If you look at the key field, you’ll see that its value is NULL. This means that no index is used by this query.

Let’s add one and run the query again to see if it speeds things up:

ALTER TABLE salaries ADD INDEX ( salary );
SELECT COUNT(*) FROM salaries WHERE salary BETWEEN 60000 AND 70000;
 + ---------- +
| count(*) |
 + ---------- +
| 588322 |
 + ---------- +
1 row in set (0.14 sec)

As you can see, this significantly improves our query performance.

Another general rule for using exponents is to pay attention to table joins. You should create the index and specify the same data type on any columns that will be used to join the tables.

For example, if you have a table named cheeses and a table named “ingredients”, you may want to join the ingredient_id field of the two tables, which can be of type INT.

We can then create indexes for both fields and our join will speed up.

Optimize queries for speed

When trying to speed up a query, the other half of the equation is optimizing the query itself. Some operations are more computationally intensive than others. There are usually multiple ways to get the same result, some of which avoid expensive operations.

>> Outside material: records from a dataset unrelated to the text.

PR #1163, opened 2021-02-22
update maintaining.md

efx:
Some other qualifications I thought of recently.

### DIFF
--- a/docs/maintaining.md
+++ b/docs/maintaining.md
@@ -29,3 +29,5 @@ This is non-exhaustive.
 You can run CI tools locally. 
 Scripts expect GNU versions of tooling, so you may see unexpected results on macOS.
 [Here](https://github.com/exercism/rust/issues/1138) is one example.
+Windows users can also run tooling locally using [WSL](https://docs.microsoft.com/en-us/windows/wsl/).
+We recommend WSL 2 with the distribution of your choice.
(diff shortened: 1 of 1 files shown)


docs/maintaining.md
```diff
@@ -20,5 +20,12 @@ This is non-exhaustive.
...
   - prefer using tools that are ubiquitous: `jq` or `sed` instead of `prettier` or `sd`
   - write scripts to do one thing well
+  - prefer GNU versions of `sed` and other utilities
 - Scripts should use `#!/usr/bin/env bash` as their shebang
   - This increases portability on NixOS and macOS because contributors' preferred bash may not be installed in `/bin/bash`.
+
+
+## Running CI Locally
+You can run CI tools locally. 
+Scripts expect GNU versions of tooling, so you may see unexpected results on macOS.
```
coriolinus, line 30: If we're helping out the macOS users with a note here, we should probably also tell Windows users that the recommended maintenance environment on that platform is via WSL 2 and the distribution of their choice.

coriolinus (approved):
Looks good. Suggested a change, but it should not be construed as mandatory.

docs/maintaining.md
efx: Oh, good point. I'll add that note in a few!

Depending on the query results you use, you may only need a limited number of results. For example, if you just need to know if anyone at the company makes less than $40,000 a year, you could use:

SELECT * FROM SALARIES WHERE salary < 40000 LIMIT 1;
 + -------- + -------- + ---------------- + ---------------- +
| emp_no | salary | from_date | to_date |
 + -------- + -------- + ---------------- + ---------------- +
| 10022 | 39935 | 2000-09-02 | 2001-09-02 |
 + -------- + -------- + ---------------- + ---------------- +
1 row in set (0.00 sec)

This query executes very fast because it basically short-circuits on the first positive result.

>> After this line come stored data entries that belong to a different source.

PR #1165, opened 2021-02-22
finish string-vs-str, for real 

### LINKED ISSUE #1146: finish csv-builder concept exercise (was string-vs-str)
Final polish for the string-vs-str exercise. Continues #1057.

- [x] create an entry for the exercise and mark as active in config.json
- [x] complete the about.md
- [x] double check Erik's feedback from https://github.com/exercism/v3/pull/3058#pullrequestreview-573361130
- [x] hints should be itemized per the sections of the concept exercise (e.g. making them more meaningful for each step)

efx:
Start actually finishing string-vs-str
Close #1146.


coriolinus:
I can't believe I didn't notice the "and stir" comment previously. It's funny, and it's how I pronounce it internally (though usually, within the privacy of my mind, it gets further abbreviated to "n-stir"), but I think we should at least mention that the "proper" pronunciation is "ref string". The `&` operator takes a reference.

concepts/string-vs-str/about.md
```diff
@@ -9,6 +9,63 @@ This document discusses how they overlap and offers some basic advice.
 `&str` is pronounced "and stir"
 `&str` is immutable.
 
+`String` is a potentially-mutable utf8-encoded representation of a sequence of Unicode codepoints. (In Java or C#, this type is called `StringBuilder`.)
+
+`&str` is a read only view of a well-formed utf8 sequence and because it's a reference it is `Copy` and can be shared.
```
coriolinus, line 14:
```suggestion
`&str` is a read only view of a well-formed utf8 sequence. Because it's a reference, it is `Copy` and can be shared.
```

Previous form isn't wrong, but IMO this form reads a bit better.

concepts/string-vs-str/about.md
```diff
@@ -6,9 +6,66 @@ This document discusses how they overlap and offers some basic advice.
 `String` is an owned, vector of `u8` bytes.
 `String` is mutable.
 `&str`, is a borrowed reference to a String slice.
-`&str` is pronounced "and stir"
 `&str` is immutable.
 
+The proper pronunciation of `&str` is "ref string".
+`String` is a potentially-mutable UTF-8-encoded representation of a sequence of Unicode code points. (In Java or C#, this type is called `StringBuilder`.)
```
efx, line 12: Do we need this line referencing Java and C#? I'm personally unfamiliar with either of those languages so this does not teach me anything.
It would seem helpful for someone familiar with those languages.
But we generally avoid comparisons in other `about.md` so I'm included to remove this line.

coriolinus: Yeah, let's avoid referencing the languages. Turns out [this was already mentioned](https://github.com/exercism/v3/pull/3058/files#r561957164), but got lost at some point among the merges.

coriolinus (approved):
Thanks for doing this work! Last I'd seen, this was still in draft status. Still, I don't have anything I really want to see changed; I think this exercise may finally be complete!

efx:
> Thanks for doing this work! 

Sure thing! And thank you for the helpful reviews @coriolinus.
I'll try to keep the number of outstanding PRs lower since I easily distract myself.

If your query uses an “or” comparison and the two components test different fields, your query may be longer than necessary.

For example, if you want to search for employees whose first or last name begins with “Bre,” you must search two separate columns.

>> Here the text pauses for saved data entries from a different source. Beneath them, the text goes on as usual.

PR #1168, opened 2021-02-23
enable a few more markdown lints

efx:
I took the liberty of enabling a few more markdown lints.
I could not find how to lint one sentence per line, which would be nice
to have.
Otherwise I:
- disabled inline HTML since I don't see the reason we should allow
this. Funny enough, the lint caught an example using `Option<T>` without
code ticks.
- no bare URLs
- consistent code fence style

### DIFF
--- a/.markdownlint.yaml
+++ b/.markdownlint.yaml
@@ -26,6 +26,14 @@ MD013: false
 # MD014/commands-show-output - Dollar signs used before commands without showing output
 MD014: false
 
+# MD033/no-inline-html - Inline HTML
+MD033:
+  # Allowed elements
+  allowed_elements: []
+
+# MD034/no-bare-urls - Bare URL used
+MD034: true
+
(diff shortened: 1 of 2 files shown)


efx:
https://github.com/DavidAnson/markdownlint/issues/66 is the support request for one sentence per line.
It requires a custom rule which I am avoiding :)

.markdownlint.yaml
```diff
@@ -34,3 +42,7 @@ MD040: true
 # MD042/no-empty-links - No empty links
 MD042: true
 
+# MD048/code-fence-style - Code fence style
+MD048:
+  # Code fence syle
+  style: "consistent"
```
coriolinus, line 48:
```suggestion
  style: "backtick"
```

As the rule states, a consistent style aids readability. I have never seen tilde-style fences in this repo, and I don't see any particular reason we would want to introduce them.

coriolinus (approved):
Good idea.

SELECT * FROM employees WHERE last_name like 'Bre%' OR first_name like 'Bre%';

This operation might be faster if you search for the first name in one query and the last name in another query, then merge the output. We can use the union operator:

SELECT * FROM employees WHERE last_name like 'Bre%' UNION SELECT * FROM employees WHERE first_name like 'Bre%';

In some cases, MySQL automatically uses the union operation. The example above is actually a case where MySQL does this automatically. You can see if this is the case by checking the type of sort again using explain.

Summary

There are many ways to tailor use cases in MySQL and MariaDB tables and databases. This article contains just a few tips that may be useful to get you started.

These database management systems provide a lot of help documents to teach you how to optimize and adjust different scenarios. The specifics depend heavily on the types of features you wish to optimize, otherwise they will be fully optimized out of the box. Once you determine your needs and master the operations performed, you can learn to adjust the settings of these queries.